Chiral Extrapolations and the Covariant Small Scale Expansion

TL;DR

This paper uses covariant chiral effective field theory to analyze lattice QCD data, providing insights into nucleon and delta masses, their quark-mass dependence, and the sigma term, with implications for understanding baryon structure.

Contribution

It presents the first quantitative covariant chiral extrapolation of nucleon and delta masses using lattice data, including the delta mass from recent collaborations.

Findings

Consistent chiral extrapolation functions up to large pion masses.

Pion-nucleon sigma term estimated at 48.9 MeV.

Delta mass in the chiral limit slightly larger than at physical point.

Abstract

We calculate the nucleon and the delta mass to fourth order in a covariant formulation of the small scale expansion. We analyze lattice data from the MILC collaboration and demonstrate that the available lattice data combined with our knowledge of the physical values for the nucleon and delta masses lead to consistent chiral extrapolation functions for both observables up to fairly large pion masses. This holds in particular for very recent data on the delta mass from the QCDSF collaboration.
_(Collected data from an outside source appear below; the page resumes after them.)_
PR #4917, opened 2016-01-19
Use file_updated signal to update comments on file move and rename

samanehsan:
Purpose
-----------
- Refactor logic for updating comments on file move to use the `file_updated` signal sent when a waterbutler log is created on the OSF. 
- In addition to updating comments when a file moves, update comments when a file is renamed
- Update the `Node.commented_files` field with the new file id (fixes issue where comments on files that were moved could not be deleted)

### DIFF
--- a/website/project/views/comment.py
+++ b/website/project/views/comment.py
@@ -50,6 +50,12 @@ def update_comment_root_target_file(self, node, event_type, payload, user=None):
         Comment.update(Q('root_target', 'eq', old_file._id), data={'root_target': new_file})
         Comment.update(Q('target', 'eq', old_file._id), data={'target': new_file})
 
+        # update node record of commented files
+        if old_file._id in source_node.commented_files:
+            destination_node.commented_files[new_file._id] = source_node.commented_files[old_file._id]
+            del source_node.commented_files[old_file._id]
+            source_node.save()
+
 
 @comment_added.connect
 def send_comment_added_notification(comment, auth):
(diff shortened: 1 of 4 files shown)


website/project/views/comment.py
```diff
@@ -7,45 +7,45 @@
...
-        cookie=request.cookies.get(settings.COOKIE_NAME)
-    )
-    if node._id != destination_node._id:
-        Comment.update(Q('root_target', 'eq', old_file._id), data={'node': destination_node})
-
-    Comment.update(Q('root_target', 'eq', old_file._id), data={'root_target': new_file})
-    Comment.update(Q('target', 'eq', old_file._id), data={'target': new_file})
+@file_updated.connect
+def update_comment_root_target_file(self, node, event_type, payload, user=None):
+    source = payload.get('source')
```
sloria: Is it possible for `payload` to be missing the `source` and `destination` keys?  If so, L28 and will fail with an `AttributeError`. If you expect those keys to *always* exist, then better to use `payload['source']`. That way, this function will fail early if that expectation isn't met.

sloria:
Approach looks good. Good to merge once the tests are updated.

website/project/views/comment.py
samanehsan: Good catch! It looks like `source` and `destination` won't always be in the payload (e.g. when uploading a file). But they will be there when a file is moved or renamed, so I can do that check first too.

The resulting pion-nucleon sigma term is sigma_{piN} = 48.9 MeV. This first quantitative analysis of the quark-mass dependence of the structure of the Delta(1232) in full QCD within chiral effective field theory suggests that (the real part of) the nucleon-delta mass-splitting in the chiral limit, Delta_0 = 0.33 GeV, is slightly larger than at the physical point. Further analysis of simultaneous fits to nucleon and delta lattice data are needed for a precision determination of the properties of the first excited state of the nucleon.